CNPC has term deals with Rosneft to import about 800,000 b/d of crude via pipelines under an arrangement between Beijing and Moscow. This comprises 200,000 b/d via Kazakhstan through the Atasu-Alashankou pipeline and 600,000 b/d of ESPO Blend via the Skovorodino-Mohe pipeline.
Pipeline imports are allocated to PetroChina's refineries in northeast and northwest China, including the Liaoyang Petrochemical refinery, which has been processing Russian crude since 2007.
A Beijing-based energy expert specializing in China-Russia relations said that sanctions are unlikely to disrupt pipeline supplies delivered under government-to-government arrangements, despite new restrictions on both Rosneft and its buyers, as pipeline flows could be difficult for EU officials to monitor.

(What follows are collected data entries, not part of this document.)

PR #323, opened 2015-06-24
Enhancements to configuration proxy

elandau:
* Add PropertyInfo annotation to override the property name when proxying
* Add support for making proxied configuration immutable
* Add toString to proxies configuration interfaces

Example of new features,
```java
@Configuration(immtuable=true) // Once created properties never change
public interface MyConfig {
   // Looks for property named "foo.bar" instead of "fooBar" (derived from name)
   @PropertyInfo("foo.bar")
   public String getFooBar();

   // 'is' verb supported in addition to 'get'
   public Boolean isEnabled();
}
```

### DIFF
--- a/archaius2-core/src/main/java/com/netflix/archaius/annotations/PropertyInfo.java
+++ b/archaius2-core/src/main/java/com/netflix/archaius/annotations/PropertyInfo.java
@@ -23,6 +23,6 @@ import java.lang.annotation.Target;
 @Documented
 @Retention(java.lang.annotation.RetentionPolicy.RUNTIME)
 @Target({ElementType.FIELD, ElementType.METHOD})
-public @interface Value {
+public @interface PropertyInfo {
     String name();
 }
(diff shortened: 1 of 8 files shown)


archaius2-core/src/main/java/com/netflix/archaius/annotations/PropertyInfo.java
```diff
@@ -23,6 +23,6 @@
 @Documented
 @Retention(java.lang.annotation.RetentionPolicy.RUNTIME)
 @Target({ElementType.FIELD, ElementType.METHOD})
-public @interface Value {
+public @interface PropertyInfo {
```
qiangdavidliu: Would PropertyName be more intuitive?

elandau: Ya, I don't like PropertyInfo.  However, I envision adding other attributes to this annotation.  Alternatively we can make the decision that PropertyName will only be used for naming and as such cannot have other attributes.  Additional attributes like immutability can be specified using a different annotation such as @Immutable.

qiangdavidliu: @ Property is not yet taken. If you want a more uber annotation that allows definition of alternative names and optionally other attributes, how about that?

PR #324, opened 2015-06-28
Cleanup and simplify usage of ConfigProxyFactory

elandau:
The previous interface and method of constructing a configuration proxy wasn't very clean and could result in excessive property objects and listeners being created.  The new approach attaches the ConfigProxyFactory (previously ProxyFactory) directly to the top level PropertyContainerFactory.

Creating a proxy in Guice can now be done in one line.

Example,
```java
@Provides
@Singleton
MyConfig getMyConfig(ConfigProxyFactory factory) {
    return factory.newProxy(MyConfig.class);
}
```

In addition, a prefix can be specified for all proxy properties.

```java
@Provides
@Singleton
MyConfig getMyConfig(ConfigProxyFactory factory) {
    return factory.newProxy(MyConfig.class, "someprefix");
}
```


tbak:
This change makes proxy creation much simpler and compact.

Does it make sense to have an interface for ConfigProxyFactory? Current implementation is tied to Java-style properties. For JSON configuration files or INI  file format one might wish to provide different mapping mechanism. ```PropertyFactory``` has more generic contract, which does not enforce a specific property name formatting.

There is a TODO about subproxy. It would be very useful feature, that would allow for hierarchical configuration. Any chance to get it soon? For example Eureka2 has a configuration that is actually a composition of a few different, subsystem specific configurations, but now merged into single class implementing all configuration interfaces.

elandau:
Previously ConfigProxyFactory was an interface but I didn't see much value in that since there would only be one implementation.  The abstraction for different configuration formats (JSON, INI, etc.) is already handled int he Config interface since all configuration formats can ultimately be reduced to a tree structure where a traditional Java property maps to a path through the tree. 

I'll work on subproxy next.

On Sep. 20, Liaoyang Petrochemical announced via its official WeChat account that it aims to process 2.33 million metric tons (186,000 b/d) of crude in the fourth quarter, in order to achieve its 2025 throughput target of 8.8 million mt.
Liaoyang Petrochemical typically exports about 40,000 mt of jet fuel each month, including volumes supplied to the neighboring international airport in Shenyang for bonded refueling, as well as cargoes shipped directly overseas.
Market sources anticipate that the jet fuel exports will likely be allocated to other PetroChina refineries in the region, while Liaoyang Petrochemical focuses on domestic supply.
Meanwhile, traders with state-run firms in Hong Kong said CNPC could divert regular business from Chinaoil (Hong Kong) to its other trading subsidiaries. "The oil giant has many entities to back up the operation, although it needs time and incurs costs to transfer the business," a trader said.
Chinaoil (Hong Kong) provides oil and natural gas products and services in Hong Kong, Macau and Taiwan, according to the company website.
The EU also sanctioned the independent 400,000 b/d Shandong Yulong Petrochemical refinery for purchasing Russian crude.
According to market sources in China and Singapore, the refinery has faced difficulties in securing regular crude supplies and has been compelled to use more Russian crude as feedstock.
"The European side has repeatedly initiated illegal unilateral sanctions against Chinese enterprises under the pretext of being involved with Russia," a Chinese Ministry of Foreign Affairs spokesperson said Oct. 23.
"China expresses strong dissatisfaction with this and firmly opposes it, having already made stern representations to the European side."